MANAJEMEN PEMBANGUNAN UNTUK NEGARA BERKEMBANG

Manajemen Pembangunan Untuk Negara Berkembang 
Di tengah-tengah semakin berat serta kompleks tantangan bangsa Indonesia menghadapi era global ketika ini, mengedepankan pembaharuan, pemikiran-pemikiran yang inovatif dan produktif dalam forum pemerintah baik pusat serta wilayah adalah langkah dan perilaku yg sempurna dan patut mendapatkan dukungan menurut semua komponen warga . Dengan kata lain “Reformasi Administrasi” di Indonesia harus sesegera mungkin menjadi pilihan para penyelenggara pemerintahan baik pusat maupun wilayah guna mewujudkan good governance, pemerintahan yg higienis, sehat, serta berwibawa.

Pemerintahan Daerah Provinsi, pada hal ini gubernur sebagai ketua pemerintah daerah sangatlah dekat menggunakan politik dan administrasi publik. Terlebih lagi dalam sistem pemilihan kepala daerah secara langsung misalnya sekarang, kedekatan kepala daerah dalam aspek politik semakin bertenaga, selain posisinya menjadi penanggung jawab administrasi serta manajemen pemerintahan daerah. Oleh karena itu pemikiran teoretis serta mudah menjadi gubernur dalam menerapkan pendekatan-pendekatan baru pada administrasi publik.

Gubernur dituntut bisa memadukan secara serasi demokrasi administrasi publik. Hal ini adalah tantangan yang akbar, lantaran seperti yg dikatakan oleh Kenneth J. Meier dan Laurence O’Toole Jr (2006), bahwa one of the most important and persisting challenges of terkini government is how to reconcile the demans of democracy with the imperatives of bureaucracy.

Pada tahun 1980-an banyak sekali pemikiran ada buat memperbarui birokrasi dan menyesuaikannya menggunakan perkembangan teknologi –khususnya teknologi kabar- dan ekonomi –khususnya globalisasi- yang sangat mengurangi kiprah negara dan makin menonjolkan peran global usaha, dan menempatkan persaingan sebagai credo yg primer. Lahirlah kata-istilah “hollowing out of the state” dan sebagainya. Maka berkembanglah pemikiran-pemikiran yg berpengaruh dalam perkembangan konsep administrasi public selanjutnya, yaitu Reinventing Government (Osborn serta Gaebler 1992) dan New Public Management (Hood 1989).

Gagasan NPM pada dasarnya ingin “membebaskan” para manajer publik berdasarkan kekangan anggaran-aturan birokratik serta kontrol administrasi sebagai akibatnya dapat menjalankan tugas menggunakan leluasa. Seperti halnya manajer pada sektor swasta para manajer publik menerima imbalan bila sukses dan sanksi bila gagal. Dengan cara demikian maka manajer publik dapat memanfaatkan semua potensi dan kompetensi yang dimiliki guna membuat secara maksimal produk, baik barang maupun jasa buat layanan publik. Perspektif utama dari pandangan NPM ini merupakan rakyat negara atau masyarakat dilihat atau diperlakukan sebagai konsumen yg mempunyai akal, pikiran, kehendak, serta pilihan atau rational-choice, nir tidak sama menggunakan pendekatan public-choice pada disiplin ilmu ekonomi. Dan nir lagi menjadi entitas yang pasif (tulus saja) Maka dalam sistem ini terkandung pula nilai demokrasi dalam administrasi publik.

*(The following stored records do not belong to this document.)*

PR #49, opened 2020-10-20
Swap 1118 proposal workflow next status events

martin-trajanovski:
## Description

This pull request resolves the task: Ability to add multiple events that are triggering the change to the next status on a workflow connection.

## Motivation

Previously, we were not able to add any event that triggers the next status change in the UI and it was hardcoded on some `DEFAULT_EVENT`. Now you can add multiple events and they will be combined with the `AND` operator later when we check for status change in the `WorkflowEngine`.

## Fixes:

* Task: Ability to add multiple events that are triggering the change to the next status on a workflow connection.

## Changes:

Frontend adjustments for task resolution

### DIFF
--- a/src/components/common/FormikUICustomMultipleSelect.tsx
+++ b/src/components/common/FormikUICustomMultipleSelect.tsx
@@ -26,7 +26,7 @@ const FormikUICustomMultipleSelect = ({
   availableOptions: string[];
   id: string;
   label: string;
-  width: string;
+  width?: string;
 }) => {
   const ITEM_HEIGHT = 48;
   const ITEM_PADDING_TOP = 8;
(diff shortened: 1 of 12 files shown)


peter-asztalos (approved):

src/components/common/FormikUICustomMultipleSelect.tsx
```diff
@@ -25,14 +26,15 @@ const FormikUICustomMultipleSelect = ({
...
+  width: string;
 }) => {
   const ITEM_HEIGHT = 48;
   const ITEM_PADDING_TOP = 8;
   const MenuProps = {
     PaperProps: {
       style: {
         maxHeight: ITEM_HEIGHT * 4.5 + ITEM_PADDING_TOP,
-        width: 250,
+        width: width || 250,
```
jekabs-karklins, line 37: Maybe the width in props should be optional since it has a default value

jekabs-karklins (approved):

simonfernandes (approved):

PR #54, opened 2020-10-21
Swap 1129 fetch proposal events from backend

martin-trajanovski:
## Description

This pull request resolves the task: Create an endpoint to fetch all proposal events from the backend.

## Motivation

Previously, the proposal events were hardcoded in the frontend and now we are keeping track of events at only one place(backend) and send them to the frontend so the user officer should be able to select from those when creating the workflow.

## Fixes:

* Task: Create an endpoint to fetch all proposal events from the backend.

## Changes:

Frontend adjustments for task resolution


martin-trajanovski:
This should be merged after https://github.com/UserOfficeProject/user-office-frontend/pull/49

peter-asztalos (approved):

src/components/common/FormikUICustomMultipleSelect.tsx
```diff
@@ -13,6 +13,7 @@ const FormikUICustomMultipleSelect = ({
   availableOptions,
   id,
   label,
+  width,
```
jekabs-karklins, line 16: Maybe param should be optional as it has the default value

jekabs-karklins (approved):

src/components/common/FormikUICustomMultipleSelect.tsx
martin-trajanovski: I think I solved this in the previous PR https://github.com/UserOfficeProject/user-office-frontend/pull/49. And the changes are not here because I haven't pulled from thereafter I solved that. That is why I mentioned that this should be merged after https://github.com/UserOfficeProject/user-office-frontend/pull/49

mr-field (approved):

PR #64, opened 2020-10-26
Swap 495 as a user i should only see the public status of my proposal

jekabs-karklins:
## Description

User should only be able to see the public status of the proposal;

Di dalam doktrin NPM, pemerintah dianjurkan buat meninggalkan paradigma administrasi tradisional yg cenderung mengutamakan prosedur, dan menggantikannya dengan orientasi pada kinerja atau output kerja. Pemerintah jua dianjurkan buat melepaskan diri dari birokrasi klasik menggunakan mendorong organisasi dan pegawai supaya lebih fleksibel, serta memutuskan tujuan serta target organisasi secara lebih kentara sehingga memungkinkan pengukuran output. Di samping itu, pemerintah jua diperlukan menerapkan sistem desentralisasi, memberi perhatian dalam pasar, melibatkan sektor swasta dan melakukan privatisasi (Hood, 1995).

Dalam perkembangannya, NPM dianggap menjadi liberation –yaitu upaya pembebasan manajemen publik menurut kungkungan konservativisme administrasi klasik menggunakan memasukkan prinsip-prinsip sektor privat ke pada sektor publik (Golembiewski, 2003). Lebih menarik lagi, bahwa NPM dipandang sebagai deretan pandangan baru-ide dan praktik yg berupaya menggunakan pendekatan sektor partikelir dan bisnis ke dalam sektor publik (Denhardt & Denhardt, 2003).

David Osborn serta Ted Gaebler (1993) menekankan sine qua non upaya buat mentransformasikan entrepreuneurial spirit, karena saat asal daya semakin langka, pemerintah harus berubah berdasarkan bureaucratic model ke entrepreuneurial model. Oleh karenanya, pemerintahan yg mengimplementasikan pemikiran NPM ini sangat berorientasi dalam jiwa serta semangat kewirausahaan, maka manajemen publik baru pada tubuh pemerintah dapat diklaim menjadi manajemen kewirausahaan.

Dampak menurut pelaksanaan model NPM ini mulai terasa tidak saja pada negara maju, tetapi jua pada negara-negara sedang berkembang misalnya penerapan 5 (5) prinsip inti, yaitu: (1) sistem desentralisasi, (2) privatisasi, (3) downsizing, (4) debirokratisasi, dan (5) manajerialisme (Vigoda, 2003).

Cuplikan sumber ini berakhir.